New in Scaffold 4.0.1 (Oct 9, 2013)

  • Scaffold Features:
  • Modified the Similarity View to display a single MS Sample when Independent Sample Grouping is on. The MS Sample can be selected from a dropdown.
  • Added clustering information to the Protein Name Accession Report.
  • Scaffold Bug Fixes:
  • Corrected an error that caused some of the Display Options to display the wrong counts when the legacy grouping model was used.
  • Corrected an error in the mzIdentML export that caused loss of data when files were loaded into Scaffold PTM. PTM users should also update their versions of Scaffold PTM.
  • Modified the category-level fold-change calculation to use sample averages within each category rather than raw sums.
  • Fixed an error that occurred when combining sample independent grouping with clustering.
  • Update FDR Landscape immediately when a custom peptide threshold is activated.
  • Corrected a protein grouping error that occasionally resulted in display of a protein with only 0% probability peptides.
  • Optimized building of the FDR landscape.
  • Optimized resetting of NTT calculations for proteins when regrouping occurs.
  • Perform an integrity check on FASTA index files and indicate if the index needs to be updated or repaired.
  • Made Edit > Edit FASTA Database and Experiment > Apply New Database displays consistent.
  • Display a warning message if user attempts to merge a non-Scaffold file.
  • Limited the size of tooltips. The full text can be seen by pressing F2.
  • Prevented editing of the peptide threshold in frozen experiments.

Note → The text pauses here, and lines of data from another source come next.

PR #1664, opened 2019-11-25
drf_yasg for api documentation

alles-klar:
Using drf_yasg for the generation of swagger documentations allowed to use api generator like openapi-generator (https://github.com/OpenAPITools/openapi-generator). In first tests it worked very well and I am currently working on a api wrapper in python, generated by openapi-generator. 

Furthermore the api documentation contains much more details, e.g. return types. 

On behalf of DB Systel GmbH

---

### DIFF
--- a/dojo/urls.py
+++ b/dojo/urls.py
@@ -2,11 +2,13 @@ from django.conf import settings
 from django.conf.urls import include, url
 from django.conf.urls.static import static
 from django.contrib import admin
-from rest_framework_swagger.views import get_swagger_view
 from tastypie.api import Api
 from tastypie_swagger.views import SwaggerView, ResourcesView, SchemaView
 from rest_framework.routers import DefaultRouter
 from rest_framework.authtoken import views as tokenviews
+from rest_framework import permissions
+from drf_yasg.views import get_schema_view
+from drf_yasg import openapi
 from django.http import HttpResponse
 from defectDojo_engagement_survey.urls import urlpatterns as survey_urls
 
@@ -150,7 +152,17 @@ swagger_urls = [
     url(r'^schema/$', SchemaView.as_view(), name='schema'),
 ]
 
-schema_view = get_swagger_view(title='Defect Dojo API v2')
+schema_view = get_schema_view(
+    openapi.Info(
+        title="Defect Dojo API",
+        default_version='v2',
+        description="To use the API you need be authorized.",
+    ),
+    # if public=False, includes only endpoints the current user has access to
+    public=True,
+    # The API of a OpenSource project should be public accessible
+    permission_classes=(permissions.AllowAny),
+)
 
 urlpatterns = [
     #  tastypie api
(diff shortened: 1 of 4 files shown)


alles-klar:
A first Version of the api wrapper generated with openapi-generator can be found here: https://github.com/alles-klar/defectdojo-api-v2-client

dojo/urls.py
```diff
@@ -150,7 +152,17 @@
...
-schema_view = get_swagger_view(title='Defect Dojo API v2')
+schema_view = get_schema_view(
+    openapi.Info(
+        title="Defect Dojo API",
+        default_version='v2',
+        description="To use the API you need be authorized.",
+    ),
+    # if public=False, includes only endpoints the current user has access to
+    public=True,
+    # The API of a OpenSource project should be public accessible
```
propersam: Does this really apply with defect Dojo @aaronweaver the previous doc used did not reveal all endpoint to unauthenticated users...

alles-klar: If we want to restrict the api to authenticated users only, we can do this with the permission classes (line 164). The public flag configures only if a user with access can see the hole api documentation or only functions he can use. 

From my point of view the api access is already restricted and we do not need to restrict the access to the documentation.

Maffooch:
Hey @alles-klar I got the following error attempting to access the v2 docs at this endpoint: http://localhost:8080/api/v2/doc/

image

dojo/urls.py
Maffooch: I believe what @propersam was trying to say is in an instance of multiple products with varying users having access. If a user does not have access to a given product, they are not allowed to see any endpoints or findings. However, these endpoints could still be seen through API usage. Simply restricting by authenticated users would not completely satisfy this situation.

alles-klar: We have to distinguish between the authentication for the api and the authentication for the api documentation. This PR is only about the api documentation and does not change the authentication for the api.

Maffooch: I think I understand now. What you're talking about is the auth to access the api whereas Sam  and I were talking about the results from using the api. Is that correct?

alles-klar:
@Maffooch I can not reproduce your error. Did you rebuild your nginx container or the static files?

Maffooch:
Weird. I couldn't replicate either! Thanks for verification.

dojo/urls.py
propersam: I was actually referring to d authentication on d api docs... @alles-klar reasons for making the api docs open..seems like a valid reason..it does nt affect d user authentication....unauthenticated users won't be able to use any endpoint that requires authentication but they would be allowed to see it exists frm d doc

alles-klar: correct

Maffooch: V1 docs are already this way so now it's consistent I guess. Null auth error messages pop correctly too. I don't see a problem with this anymore. Sorry for the confusion!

New in Scaffold 4.0.0 (Oct 9, 2013)

  • Added precursor intensity as a quantitative method for Scaffold Q+.
  • Accepts files containing precursor intensity data from Mascot Distiller, MaxQuant, Proteome Discoverer and Spectrum Mill.
  • Added an option to choose statistical blocking at the spectrum, peptide, or sample level in the random permutation test.
  • Load SILAC data analyzed with Spectrum Mill
  • Scaffold Bug Fixes:
  • Changed the method of performing the permutation test and switched to using F-statistic for evaluation of significance.
  • Corrected report names in Scaffold Q+.
  • Changed the Bonferroni correction to use the number of proteins meeting thresholds, regardless of filters applied.
  • Increased the number of significant digits for quantitative values in Q+ peptide and spectrum reports.
  • Changed the export options in the Publish View of Scaffold Q+.
  • Improved the Q+ sample organization dialog.